市場はかつてないほどの速さで調整局面入りしました。史上最高値を記録してからわずか6日間で、株価が10%以上下落する「調整」と呼ばれる状態になったのです 。これは、パンデミックの拡大という前例のない事態に対する投資家の強い警戒感を示していました。
なぜ株価は暴落したのか?
株価がこれほどまでに急落した背景には、いくつかの要因が複合的に絡み合っていました。最も大きな要因は、言うまでもなく新型コロナウイルスの急速な感染拡大と、それに伴う世界的な健康危機です 。ウイルスの感染力や致死率に対する懸念、そしてパンデミックの終息時期が全く見通せない状況が、世界経済の先行きに対する深い不安感を投資家の間に広げました 。
感染拡大を防ぐために各国政府が実施したロックダウン(都市封鎖)、事業閉鎖、渡航制限といった措置も、経済活動に大きなブレーキをかけました 。貿易や移動が滞り、多くの産業で前例のない損失が懸念されるようになったため、投資家は保有する株式を急いで売却する動きを強めました 。特に、パンデミックの期間や深刻度に関する不確実性が、市場のパニック的な売りを加速させました 。
さらに、世界的なサプライチェーンの混乱も株価下落に拍車をかけました。ロックダウンや航空便の停止によって、部品の調達や製品の輸送が滞り、多くの企業で生産活動が遅延したり、停止したりする事態が発生しました 。その結果、企業の収益や利益率が大幅に低下し、株価も下落しました。

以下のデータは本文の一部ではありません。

PR #13967, opened 2021-09-03
XFA - Overwrite AcroForm dictionary when saving if no datasets in XFA (bug 1720179)

calixteman:
- aims to fix https://bugzilla.mozilla.org/show_bug.cgi?id=1720179
  - in some pdfs the XFA array in AcroForm dictionary doesn't contain an entry for 'datasets' (which contains saved data), so basically this patch allows to overwrite the AcroForm dictionary with an updated XFA array when doing an incremental update.

In fixing this bug I found another one: https://github.com/mozilla/pdf.js/pull/13966 and with both fix we can save the form in the above bug and opening it in Acrobat.

### DIFF
--- a/src/core/catalog.js
+++ b/src/core/catalog.js
@@ -130,6 +130,11 @@ class Catalog {
     return shadow(this, "acroForm", acroForm);
   }
 
+  get acroFormRef() {
+    const value = this._catDict.getRaw("AcroForm");
+    return shadow(this, "acroFormRef", isRef(value) ? value : null);
+  }
+
   get metadata() {
     const streamRef = this._catDict.getRaw("Metadata");
     if (!isRef(streamRef)) {
--- a/src/core/worker.js
+++ b/src/core/worker.js
@@ -573,6 +573,7 @@ class WorkerMessageHandler {
         const promises = [
           pdfManager.onLoadedStream(),
           pdfManager.ensureCatalog("acroForm"),
+          pdfManager.ensureCatalog("acroFormRef"),
           pdfManager.ensureDoc("xref"),
           pdfManager.ensureDoc("startXRef"),
         ];
@@ -597,6 +598,7 @@ class WorkerMessageHandler {
         return Promise.all(promises).then(function ([
           stream,
           acroForm,
+          acroFormRef,
           xref,
           startXRef,
           ...refs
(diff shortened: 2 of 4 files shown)


src/core/catalog.js
```diff
@@ -130,6 +130,15 @@ class Catalog {
...
   }
 
+  get acroFormRef() {
+    let acroFormRef = null;
+    const value = this._catDict.getRaw("AcroForm");
+    if (isRef(value)) {
+      acroFormRef = value;
+    }
+    return shadow(this, "acroFormRef", acroFormRef);
+  }
```
Snuffleupagus, line 140: This could be simplified slightly; how about just:
```javascript
const value = this._catDict.getRaw("AcroForm");
return shadow(this, "acroFormRef", isRef(value) ? value : null);
```

src/core/worker.js
```diff
@@ -621,15 +623,22 @@ class WorkerMessageHandler {
             }
           }
 
-          const xfa = (acroForm instanceof Dict && acroForm.get("XFA")) || [];
+          const xfa = (acroForm instanceof Dict && acroForm.get("XFA")) || null;
           let xfaDatasets = null;
+          let hasDatasets = false;
```
Snuffleupagus, line 628: Do you actually need this separate boolean?
Can't you just check `!!xfaDatasets` in the `src/core/writer.js` code, and thus avoid the need to track closely related state twice?

src/core/writer.js
```diff
@@ -146,10 +146,53 @@ function writeXFADataForAcroform(str, newRefs) {
...
     return;
   }
+
+  if (!hasDatasets) {
+    if (!acroFormRef) {
+      return;
+    }
+
+    // We've a XFA array which doesn't contain a datasets entry.
+    // So we'll update the acroform dictionary to have an XFA containing
```
Snuffleupagus, line 169: Nit: `acroform` -> `AcroForm`.

src/core/writer.js
```diff
@@ -146,10 +146,53 @@ function writeXFADataForAcroform(str, newRefs) {
...
+  xref,
+  xrefInfo,
+}) {
+  if (xref === null) {
     return;
   }
+
+  if (!hasDatasets) {
+    if (!acroFormRef) {
+      return;
```
Snuffleupagus, line 165: Maybe add a `warn` here about saving not working?

src/core/worker.js
calixteman: In case `xfaDatasets` is `null`, I set it to a new reference after having visited the `XFA` array so it's no more null.
So the only way for `xfaDatasets` to be `null` is to not have an array for `XFA`.
So when we have an array we must know if the reference we've has been newly created (and in this case we must update AcroForm) or not.

We could probably get rid of this boolean in moving https://github.com/mozilla/pdf.js/blob/master/src/core/worker.js#L650 in `writer.js` because the afaik the xref for the xref table must be the last one (so it's why I get the new ref for `xfaDatasets` before calling `incrementalUpdate`), but I guess it's better to do that in a follow-up.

2020年初頭には、ロシアとサウジアラビアの間で原油価格の引き下げ競争が起こり、国際原油市場に大量の原油が供給されるという出来事もありました 。パンデミックによる需要の減少と供給過剰が重なり、原油価格は急落しました。これは、エネルギー関連企業だけでなく、関連する様々な企業の株価にも悪影響を及ぼしました 。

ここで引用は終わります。